Here the job is to return only the lines of the material, exactly, from the first one to the line with "interpreter and may".
*** PROVIDED ENTRIES ***
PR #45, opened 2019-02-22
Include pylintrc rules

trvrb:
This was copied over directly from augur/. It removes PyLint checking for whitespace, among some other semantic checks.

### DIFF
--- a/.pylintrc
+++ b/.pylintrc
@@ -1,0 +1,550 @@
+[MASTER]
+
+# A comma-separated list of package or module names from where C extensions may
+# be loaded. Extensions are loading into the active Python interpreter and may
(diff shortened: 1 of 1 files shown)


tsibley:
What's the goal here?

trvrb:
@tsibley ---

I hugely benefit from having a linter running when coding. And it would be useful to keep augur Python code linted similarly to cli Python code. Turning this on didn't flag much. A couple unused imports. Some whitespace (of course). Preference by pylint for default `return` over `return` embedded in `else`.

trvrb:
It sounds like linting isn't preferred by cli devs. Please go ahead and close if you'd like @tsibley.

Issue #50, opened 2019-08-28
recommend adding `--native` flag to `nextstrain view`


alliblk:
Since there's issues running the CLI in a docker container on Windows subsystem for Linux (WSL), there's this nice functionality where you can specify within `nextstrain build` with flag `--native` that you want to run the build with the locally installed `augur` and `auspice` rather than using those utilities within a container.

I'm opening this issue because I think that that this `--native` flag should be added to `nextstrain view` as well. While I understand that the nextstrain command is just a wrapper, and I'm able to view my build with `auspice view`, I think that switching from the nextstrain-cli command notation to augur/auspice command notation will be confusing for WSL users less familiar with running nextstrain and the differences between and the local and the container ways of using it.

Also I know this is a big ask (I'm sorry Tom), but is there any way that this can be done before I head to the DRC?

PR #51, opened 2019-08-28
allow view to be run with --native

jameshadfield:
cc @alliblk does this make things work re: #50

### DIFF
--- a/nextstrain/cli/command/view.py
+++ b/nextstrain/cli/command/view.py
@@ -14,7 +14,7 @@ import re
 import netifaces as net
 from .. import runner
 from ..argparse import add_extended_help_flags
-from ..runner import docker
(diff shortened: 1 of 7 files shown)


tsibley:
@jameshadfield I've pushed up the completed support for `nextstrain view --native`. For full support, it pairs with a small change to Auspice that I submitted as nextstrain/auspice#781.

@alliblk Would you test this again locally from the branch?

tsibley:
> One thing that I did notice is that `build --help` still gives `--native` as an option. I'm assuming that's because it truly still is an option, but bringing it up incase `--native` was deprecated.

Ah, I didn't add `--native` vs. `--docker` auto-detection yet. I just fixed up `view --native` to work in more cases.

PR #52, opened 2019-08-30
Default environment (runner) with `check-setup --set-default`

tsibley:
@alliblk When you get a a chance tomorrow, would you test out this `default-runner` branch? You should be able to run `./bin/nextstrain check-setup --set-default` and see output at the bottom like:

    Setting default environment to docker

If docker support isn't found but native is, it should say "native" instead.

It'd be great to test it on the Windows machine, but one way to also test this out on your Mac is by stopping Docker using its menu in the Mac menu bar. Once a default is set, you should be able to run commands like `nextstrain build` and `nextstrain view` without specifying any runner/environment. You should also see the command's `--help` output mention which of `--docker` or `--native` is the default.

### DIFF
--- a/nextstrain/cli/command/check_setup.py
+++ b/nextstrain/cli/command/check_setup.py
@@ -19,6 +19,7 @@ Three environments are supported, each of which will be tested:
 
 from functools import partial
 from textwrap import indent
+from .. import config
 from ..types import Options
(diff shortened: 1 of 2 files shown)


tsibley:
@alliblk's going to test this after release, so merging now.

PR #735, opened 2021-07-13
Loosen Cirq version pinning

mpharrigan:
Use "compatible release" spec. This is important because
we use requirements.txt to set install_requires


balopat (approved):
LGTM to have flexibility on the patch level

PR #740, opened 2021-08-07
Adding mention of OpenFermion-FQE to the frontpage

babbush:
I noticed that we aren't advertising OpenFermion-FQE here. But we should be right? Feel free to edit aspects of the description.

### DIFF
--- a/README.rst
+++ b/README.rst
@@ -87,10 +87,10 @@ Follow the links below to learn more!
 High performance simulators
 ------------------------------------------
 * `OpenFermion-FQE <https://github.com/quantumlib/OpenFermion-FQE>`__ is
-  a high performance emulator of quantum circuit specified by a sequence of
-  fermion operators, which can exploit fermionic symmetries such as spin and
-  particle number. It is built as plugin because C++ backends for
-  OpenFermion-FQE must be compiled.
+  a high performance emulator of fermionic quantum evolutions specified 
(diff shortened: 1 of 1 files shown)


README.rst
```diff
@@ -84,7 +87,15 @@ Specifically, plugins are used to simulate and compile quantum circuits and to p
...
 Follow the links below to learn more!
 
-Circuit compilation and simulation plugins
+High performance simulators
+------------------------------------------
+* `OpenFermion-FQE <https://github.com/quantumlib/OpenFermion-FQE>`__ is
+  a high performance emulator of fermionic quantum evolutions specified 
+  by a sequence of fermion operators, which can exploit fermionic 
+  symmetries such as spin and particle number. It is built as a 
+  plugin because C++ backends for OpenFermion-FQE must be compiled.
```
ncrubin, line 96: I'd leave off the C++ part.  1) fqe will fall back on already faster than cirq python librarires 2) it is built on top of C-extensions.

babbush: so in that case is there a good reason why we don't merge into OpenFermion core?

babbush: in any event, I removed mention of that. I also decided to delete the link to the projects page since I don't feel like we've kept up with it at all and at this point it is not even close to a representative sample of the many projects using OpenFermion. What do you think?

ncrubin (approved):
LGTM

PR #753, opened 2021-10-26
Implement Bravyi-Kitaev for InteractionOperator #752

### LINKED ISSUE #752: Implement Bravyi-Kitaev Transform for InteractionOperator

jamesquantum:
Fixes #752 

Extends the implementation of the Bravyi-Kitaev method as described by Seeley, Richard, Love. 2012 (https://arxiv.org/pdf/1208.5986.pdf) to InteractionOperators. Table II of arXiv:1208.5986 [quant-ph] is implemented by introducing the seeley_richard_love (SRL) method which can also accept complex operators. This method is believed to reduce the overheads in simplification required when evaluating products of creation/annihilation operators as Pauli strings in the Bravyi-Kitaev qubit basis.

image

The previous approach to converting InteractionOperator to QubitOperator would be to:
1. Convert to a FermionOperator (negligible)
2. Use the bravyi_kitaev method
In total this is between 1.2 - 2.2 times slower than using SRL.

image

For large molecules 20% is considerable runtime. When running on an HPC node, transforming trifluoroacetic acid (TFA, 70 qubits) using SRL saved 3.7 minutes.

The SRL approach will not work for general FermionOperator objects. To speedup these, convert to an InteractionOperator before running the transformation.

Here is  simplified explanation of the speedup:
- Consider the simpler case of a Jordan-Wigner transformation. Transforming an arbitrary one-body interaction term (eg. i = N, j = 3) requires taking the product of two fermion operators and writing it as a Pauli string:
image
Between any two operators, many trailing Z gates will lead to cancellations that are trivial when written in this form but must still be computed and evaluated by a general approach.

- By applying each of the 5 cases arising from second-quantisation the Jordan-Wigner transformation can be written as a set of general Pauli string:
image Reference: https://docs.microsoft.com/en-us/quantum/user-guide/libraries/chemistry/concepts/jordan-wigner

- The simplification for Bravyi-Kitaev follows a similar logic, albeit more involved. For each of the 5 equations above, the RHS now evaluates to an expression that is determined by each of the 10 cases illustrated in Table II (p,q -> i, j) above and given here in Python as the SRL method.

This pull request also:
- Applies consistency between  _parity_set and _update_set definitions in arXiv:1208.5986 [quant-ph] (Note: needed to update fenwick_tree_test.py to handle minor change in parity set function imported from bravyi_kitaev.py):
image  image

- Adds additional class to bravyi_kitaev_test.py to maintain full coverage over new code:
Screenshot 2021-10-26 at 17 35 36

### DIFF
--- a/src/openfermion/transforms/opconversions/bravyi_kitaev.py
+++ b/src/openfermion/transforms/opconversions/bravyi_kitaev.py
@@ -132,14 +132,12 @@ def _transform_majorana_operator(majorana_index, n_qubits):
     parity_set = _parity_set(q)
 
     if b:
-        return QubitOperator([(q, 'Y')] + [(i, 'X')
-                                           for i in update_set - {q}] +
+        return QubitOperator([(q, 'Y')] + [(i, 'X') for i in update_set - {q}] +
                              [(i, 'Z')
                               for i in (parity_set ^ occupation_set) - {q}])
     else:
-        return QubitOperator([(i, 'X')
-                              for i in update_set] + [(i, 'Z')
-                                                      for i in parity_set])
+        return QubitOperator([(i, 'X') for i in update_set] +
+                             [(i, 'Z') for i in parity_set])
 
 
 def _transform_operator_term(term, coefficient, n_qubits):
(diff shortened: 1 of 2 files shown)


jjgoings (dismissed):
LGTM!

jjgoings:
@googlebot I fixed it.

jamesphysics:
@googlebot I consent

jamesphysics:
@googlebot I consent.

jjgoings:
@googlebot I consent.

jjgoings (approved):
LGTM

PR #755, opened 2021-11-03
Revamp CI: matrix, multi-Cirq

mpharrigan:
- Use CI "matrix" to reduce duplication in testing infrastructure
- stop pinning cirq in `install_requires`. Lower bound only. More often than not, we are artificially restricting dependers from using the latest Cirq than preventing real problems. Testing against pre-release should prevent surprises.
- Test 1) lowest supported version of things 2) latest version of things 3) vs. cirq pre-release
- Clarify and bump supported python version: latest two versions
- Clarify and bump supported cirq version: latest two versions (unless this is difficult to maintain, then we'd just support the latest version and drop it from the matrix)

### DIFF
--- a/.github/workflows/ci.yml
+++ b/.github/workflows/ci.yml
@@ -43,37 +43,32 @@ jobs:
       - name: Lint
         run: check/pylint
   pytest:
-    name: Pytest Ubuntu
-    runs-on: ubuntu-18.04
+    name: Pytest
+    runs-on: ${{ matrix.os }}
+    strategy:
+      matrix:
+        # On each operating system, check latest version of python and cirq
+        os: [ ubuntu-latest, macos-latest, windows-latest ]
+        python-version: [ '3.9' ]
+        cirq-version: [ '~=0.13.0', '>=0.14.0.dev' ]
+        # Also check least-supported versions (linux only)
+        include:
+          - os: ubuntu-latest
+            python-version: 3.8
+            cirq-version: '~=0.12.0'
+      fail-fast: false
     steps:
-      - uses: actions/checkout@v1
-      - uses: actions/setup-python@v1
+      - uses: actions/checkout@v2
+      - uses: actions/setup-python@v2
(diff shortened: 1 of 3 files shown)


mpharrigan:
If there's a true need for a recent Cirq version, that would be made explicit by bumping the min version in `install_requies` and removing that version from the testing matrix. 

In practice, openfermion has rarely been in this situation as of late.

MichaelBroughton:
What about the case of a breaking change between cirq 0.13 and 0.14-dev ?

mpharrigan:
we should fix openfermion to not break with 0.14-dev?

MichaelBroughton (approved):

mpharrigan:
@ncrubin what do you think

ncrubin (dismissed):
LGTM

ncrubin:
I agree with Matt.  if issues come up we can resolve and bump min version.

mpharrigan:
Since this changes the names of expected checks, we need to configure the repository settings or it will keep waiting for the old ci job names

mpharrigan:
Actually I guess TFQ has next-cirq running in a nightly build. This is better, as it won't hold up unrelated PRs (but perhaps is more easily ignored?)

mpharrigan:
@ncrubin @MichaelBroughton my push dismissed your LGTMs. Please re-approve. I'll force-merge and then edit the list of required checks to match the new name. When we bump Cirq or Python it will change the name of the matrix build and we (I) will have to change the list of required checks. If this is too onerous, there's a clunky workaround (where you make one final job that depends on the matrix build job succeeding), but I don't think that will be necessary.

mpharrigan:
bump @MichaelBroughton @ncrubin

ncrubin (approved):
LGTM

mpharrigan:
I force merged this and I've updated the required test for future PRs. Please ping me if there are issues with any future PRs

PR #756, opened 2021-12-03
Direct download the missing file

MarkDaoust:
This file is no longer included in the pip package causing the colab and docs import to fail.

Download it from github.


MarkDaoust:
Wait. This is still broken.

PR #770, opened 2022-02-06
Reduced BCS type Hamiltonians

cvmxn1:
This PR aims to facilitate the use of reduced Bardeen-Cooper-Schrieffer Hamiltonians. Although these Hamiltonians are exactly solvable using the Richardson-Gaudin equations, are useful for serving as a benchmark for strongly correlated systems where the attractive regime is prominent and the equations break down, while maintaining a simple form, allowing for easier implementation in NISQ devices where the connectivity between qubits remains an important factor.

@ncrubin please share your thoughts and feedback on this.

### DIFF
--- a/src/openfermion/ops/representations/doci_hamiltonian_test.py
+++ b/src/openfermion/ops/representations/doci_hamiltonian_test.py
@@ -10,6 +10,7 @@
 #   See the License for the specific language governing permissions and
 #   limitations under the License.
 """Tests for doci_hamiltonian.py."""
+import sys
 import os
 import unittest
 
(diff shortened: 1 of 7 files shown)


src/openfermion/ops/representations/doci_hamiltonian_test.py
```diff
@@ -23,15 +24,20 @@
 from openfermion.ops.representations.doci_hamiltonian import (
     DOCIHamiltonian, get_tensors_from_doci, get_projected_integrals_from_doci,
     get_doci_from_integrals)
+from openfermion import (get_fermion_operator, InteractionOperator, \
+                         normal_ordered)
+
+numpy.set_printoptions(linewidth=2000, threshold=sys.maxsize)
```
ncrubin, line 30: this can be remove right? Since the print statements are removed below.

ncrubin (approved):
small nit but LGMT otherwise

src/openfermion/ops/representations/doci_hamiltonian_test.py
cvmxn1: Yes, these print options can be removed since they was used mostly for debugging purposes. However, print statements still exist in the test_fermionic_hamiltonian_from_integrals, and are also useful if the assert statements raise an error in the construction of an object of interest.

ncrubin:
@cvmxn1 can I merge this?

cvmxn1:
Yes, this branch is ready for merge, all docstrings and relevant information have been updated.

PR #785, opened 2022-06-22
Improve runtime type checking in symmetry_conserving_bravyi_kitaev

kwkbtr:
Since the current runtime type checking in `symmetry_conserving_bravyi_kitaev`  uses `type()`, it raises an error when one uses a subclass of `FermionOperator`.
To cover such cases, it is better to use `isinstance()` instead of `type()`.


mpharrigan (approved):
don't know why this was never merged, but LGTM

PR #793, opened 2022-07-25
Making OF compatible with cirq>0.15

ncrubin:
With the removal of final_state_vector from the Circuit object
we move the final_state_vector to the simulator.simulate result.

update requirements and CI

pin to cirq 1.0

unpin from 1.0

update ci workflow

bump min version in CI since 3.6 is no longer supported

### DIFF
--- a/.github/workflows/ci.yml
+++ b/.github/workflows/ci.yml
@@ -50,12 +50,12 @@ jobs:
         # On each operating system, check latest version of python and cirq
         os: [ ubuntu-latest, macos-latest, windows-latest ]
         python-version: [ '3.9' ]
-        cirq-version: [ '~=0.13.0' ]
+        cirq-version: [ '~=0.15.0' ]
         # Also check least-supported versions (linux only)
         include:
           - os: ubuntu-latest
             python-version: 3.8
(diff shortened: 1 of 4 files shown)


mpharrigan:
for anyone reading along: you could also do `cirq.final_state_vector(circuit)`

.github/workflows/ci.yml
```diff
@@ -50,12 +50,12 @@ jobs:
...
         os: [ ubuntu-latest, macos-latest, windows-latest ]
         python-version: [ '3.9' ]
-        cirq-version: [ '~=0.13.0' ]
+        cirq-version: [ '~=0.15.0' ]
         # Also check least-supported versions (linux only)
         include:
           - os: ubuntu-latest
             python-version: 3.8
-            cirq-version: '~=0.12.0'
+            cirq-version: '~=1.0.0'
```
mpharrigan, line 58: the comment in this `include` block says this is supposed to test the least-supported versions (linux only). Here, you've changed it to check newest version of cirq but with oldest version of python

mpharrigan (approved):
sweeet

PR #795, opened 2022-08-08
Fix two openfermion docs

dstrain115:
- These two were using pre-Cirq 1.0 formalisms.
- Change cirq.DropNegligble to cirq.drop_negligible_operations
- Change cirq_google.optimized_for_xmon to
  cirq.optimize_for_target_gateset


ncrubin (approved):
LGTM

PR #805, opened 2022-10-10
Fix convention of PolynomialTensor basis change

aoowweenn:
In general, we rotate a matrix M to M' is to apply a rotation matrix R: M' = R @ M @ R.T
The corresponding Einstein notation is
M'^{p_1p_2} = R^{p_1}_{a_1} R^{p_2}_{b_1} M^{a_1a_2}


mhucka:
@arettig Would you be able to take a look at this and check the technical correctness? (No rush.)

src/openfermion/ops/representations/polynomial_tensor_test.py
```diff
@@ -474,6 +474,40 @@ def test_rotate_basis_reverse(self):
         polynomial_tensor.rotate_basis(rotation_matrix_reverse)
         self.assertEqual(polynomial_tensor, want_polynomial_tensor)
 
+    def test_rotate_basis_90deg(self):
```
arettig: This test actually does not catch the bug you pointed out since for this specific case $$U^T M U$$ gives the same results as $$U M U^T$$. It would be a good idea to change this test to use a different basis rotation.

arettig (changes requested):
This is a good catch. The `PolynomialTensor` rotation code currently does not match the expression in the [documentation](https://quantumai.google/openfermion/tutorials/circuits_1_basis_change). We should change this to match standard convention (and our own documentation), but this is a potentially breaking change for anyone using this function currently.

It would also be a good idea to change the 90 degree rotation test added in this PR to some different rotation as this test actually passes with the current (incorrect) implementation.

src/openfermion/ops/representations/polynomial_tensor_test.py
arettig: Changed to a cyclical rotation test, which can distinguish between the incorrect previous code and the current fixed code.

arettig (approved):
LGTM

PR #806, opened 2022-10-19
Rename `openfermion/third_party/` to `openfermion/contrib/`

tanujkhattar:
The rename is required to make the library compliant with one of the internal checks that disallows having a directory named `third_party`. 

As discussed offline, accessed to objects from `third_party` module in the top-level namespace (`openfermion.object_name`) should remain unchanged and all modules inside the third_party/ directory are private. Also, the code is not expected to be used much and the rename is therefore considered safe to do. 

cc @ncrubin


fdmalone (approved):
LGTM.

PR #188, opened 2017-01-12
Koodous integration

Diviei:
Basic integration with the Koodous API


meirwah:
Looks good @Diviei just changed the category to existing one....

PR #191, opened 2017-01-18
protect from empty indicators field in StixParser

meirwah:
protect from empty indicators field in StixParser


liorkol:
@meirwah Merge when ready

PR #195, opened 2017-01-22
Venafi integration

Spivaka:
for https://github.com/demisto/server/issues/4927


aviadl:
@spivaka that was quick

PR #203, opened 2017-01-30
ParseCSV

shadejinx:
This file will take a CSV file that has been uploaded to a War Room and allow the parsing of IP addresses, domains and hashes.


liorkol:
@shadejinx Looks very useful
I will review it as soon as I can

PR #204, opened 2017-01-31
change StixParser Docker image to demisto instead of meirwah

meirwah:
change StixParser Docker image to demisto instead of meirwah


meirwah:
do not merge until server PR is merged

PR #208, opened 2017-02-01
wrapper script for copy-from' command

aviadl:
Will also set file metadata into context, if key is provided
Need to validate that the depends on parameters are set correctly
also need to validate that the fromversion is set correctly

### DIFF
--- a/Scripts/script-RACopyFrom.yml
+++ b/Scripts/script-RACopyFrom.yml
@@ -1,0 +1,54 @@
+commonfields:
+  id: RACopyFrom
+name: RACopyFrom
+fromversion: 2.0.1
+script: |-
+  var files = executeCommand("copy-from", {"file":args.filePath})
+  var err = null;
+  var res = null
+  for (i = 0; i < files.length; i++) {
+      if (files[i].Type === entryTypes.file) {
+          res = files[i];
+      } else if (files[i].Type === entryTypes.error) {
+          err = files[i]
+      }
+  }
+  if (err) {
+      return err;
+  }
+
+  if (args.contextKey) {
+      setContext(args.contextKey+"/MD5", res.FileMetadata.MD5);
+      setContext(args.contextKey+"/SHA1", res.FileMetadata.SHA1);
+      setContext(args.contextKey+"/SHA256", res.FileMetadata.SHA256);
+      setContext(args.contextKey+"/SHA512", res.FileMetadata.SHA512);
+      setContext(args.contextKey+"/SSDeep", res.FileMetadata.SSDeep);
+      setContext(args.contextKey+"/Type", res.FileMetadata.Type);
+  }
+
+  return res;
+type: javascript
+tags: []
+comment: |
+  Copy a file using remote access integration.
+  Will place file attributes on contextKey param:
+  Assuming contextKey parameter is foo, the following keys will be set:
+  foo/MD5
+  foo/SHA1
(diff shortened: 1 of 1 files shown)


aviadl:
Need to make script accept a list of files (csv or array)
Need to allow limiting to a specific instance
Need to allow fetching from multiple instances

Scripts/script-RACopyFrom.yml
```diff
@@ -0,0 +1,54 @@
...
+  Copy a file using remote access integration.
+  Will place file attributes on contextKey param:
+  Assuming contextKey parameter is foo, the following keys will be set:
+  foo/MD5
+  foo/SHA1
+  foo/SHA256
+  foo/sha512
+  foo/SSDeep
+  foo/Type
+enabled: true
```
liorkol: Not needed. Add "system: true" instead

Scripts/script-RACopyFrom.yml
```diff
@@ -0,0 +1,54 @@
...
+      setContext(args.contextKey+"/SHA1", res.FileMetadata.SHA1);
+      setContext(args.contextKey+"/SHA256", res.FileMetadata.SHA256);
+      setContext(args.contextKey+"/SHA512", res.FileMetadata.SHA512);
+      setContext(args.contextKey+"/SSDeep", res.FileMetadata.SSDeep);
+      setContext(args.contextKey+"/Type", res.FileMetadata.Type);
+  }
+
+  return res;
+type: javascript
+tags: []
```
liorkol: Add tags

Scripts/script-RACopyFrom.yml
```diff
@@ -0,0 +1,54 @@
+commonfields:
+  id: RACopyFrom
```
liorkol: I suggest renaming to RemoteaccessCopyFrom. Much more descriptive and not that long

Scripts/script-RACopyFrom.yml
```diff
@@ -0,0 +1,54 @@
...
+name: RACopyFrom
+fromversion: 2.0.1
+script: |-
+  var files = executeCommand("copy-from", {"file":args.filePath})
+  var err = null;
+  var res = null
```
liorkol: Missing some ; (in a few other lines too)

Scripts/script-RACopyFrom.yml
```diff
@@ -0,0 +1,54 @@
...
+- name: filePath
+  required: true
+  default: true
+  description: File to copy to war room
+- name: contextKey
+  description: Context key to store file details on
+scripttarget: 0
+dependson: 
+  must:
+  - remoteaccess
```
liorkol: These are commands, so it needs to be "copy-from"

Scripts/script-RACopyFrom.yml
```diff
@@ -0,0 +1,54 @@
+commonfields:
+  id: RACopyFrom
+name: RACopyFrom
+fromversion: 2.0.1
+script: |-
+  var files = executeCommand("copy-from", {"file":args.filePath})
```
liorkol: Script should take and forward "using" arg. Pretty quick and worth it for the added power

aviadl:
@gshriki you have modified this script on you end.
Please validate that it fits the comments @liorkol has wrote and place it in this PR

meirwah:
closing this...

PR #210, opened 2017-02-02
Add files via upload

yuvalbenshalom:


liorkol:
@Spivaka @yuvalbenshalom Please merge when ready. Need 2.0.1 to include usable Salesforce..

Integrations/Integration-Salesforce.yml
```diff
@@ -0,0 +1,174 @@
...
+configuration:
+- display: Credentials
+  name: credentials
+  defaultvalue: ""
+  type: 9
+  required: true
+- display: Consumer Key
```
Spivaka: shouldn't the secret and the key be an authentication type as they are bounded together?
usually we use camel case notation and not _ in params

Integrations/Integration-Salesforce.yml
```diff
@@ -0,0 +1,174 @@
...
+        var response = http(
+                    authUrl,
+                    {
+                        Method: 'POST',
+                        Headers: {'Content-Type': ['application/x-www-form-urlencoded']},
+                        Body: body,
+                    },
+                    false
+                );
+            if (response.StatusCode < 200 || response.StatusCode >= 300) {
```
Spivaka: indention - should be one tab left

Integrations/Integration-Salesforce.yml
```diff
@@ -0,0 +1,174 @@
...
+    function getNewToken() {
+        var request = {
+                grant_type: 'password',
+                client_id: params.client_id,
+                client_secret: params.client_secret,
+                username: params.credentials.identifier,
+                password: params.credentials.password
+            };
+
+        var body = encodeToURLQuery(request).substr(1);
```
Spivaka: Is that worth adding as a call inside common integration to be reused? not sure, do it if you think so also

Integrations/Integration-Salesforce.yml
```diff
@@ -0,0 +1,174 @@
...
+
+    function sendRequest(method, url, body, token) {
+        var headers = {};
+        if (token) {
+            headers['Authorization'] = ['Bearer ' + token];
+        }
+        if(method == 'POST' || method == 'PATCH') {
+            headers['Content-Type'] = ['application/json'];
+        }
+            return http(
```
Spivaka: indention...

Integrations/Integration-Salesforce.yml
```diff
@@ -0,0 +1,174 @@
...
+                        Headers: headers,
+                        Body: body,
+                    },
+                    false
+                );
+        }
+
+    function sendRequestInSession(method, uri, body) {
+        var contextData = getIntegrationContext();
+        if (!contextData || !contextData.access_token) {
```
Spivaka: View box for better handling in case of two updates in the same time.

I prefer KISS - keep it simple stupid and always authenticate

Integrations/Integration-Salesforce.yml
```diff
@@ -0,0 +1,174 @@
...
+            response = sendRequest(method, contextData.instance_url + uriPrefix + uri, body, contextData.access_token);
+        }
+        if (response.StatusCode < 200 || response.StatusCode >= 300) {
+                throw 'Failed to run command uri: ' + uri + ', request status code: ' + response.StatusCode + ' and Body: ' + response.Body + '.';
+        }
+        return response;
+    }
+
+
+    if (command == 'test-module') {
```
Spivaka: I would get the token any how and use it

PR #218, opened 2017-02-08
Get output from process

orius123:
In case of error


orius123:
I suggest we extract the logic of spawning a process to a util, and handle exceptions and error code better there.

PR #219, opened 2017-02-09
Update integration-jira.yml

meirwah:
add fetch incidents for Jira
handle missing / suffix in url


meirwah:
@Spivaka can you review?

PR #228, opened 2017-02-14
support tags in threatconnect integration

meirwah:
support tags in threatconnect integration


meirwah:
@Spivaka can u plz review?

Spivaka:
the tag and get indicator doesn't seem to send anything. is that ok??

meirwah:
*** End of PROVIDED ENTRIES ***
> **WRITTEN ANSWER**:
PR #45, opened 2019-02-22
Include pylintrc rules

trvrb:
This was copied over directly from augur/. It removes PyLint checking for whitespace, among some other semantic checks.

### DIFF
--- a/.pylintrc
+++ b/.pylintrc
@@ -1,0 +1,550 @@
+[MASTER]
+
+# A comma-separated list of package or module names from where C extensions may
+# be loaded. Extensions are loading into the active Python interpreter and may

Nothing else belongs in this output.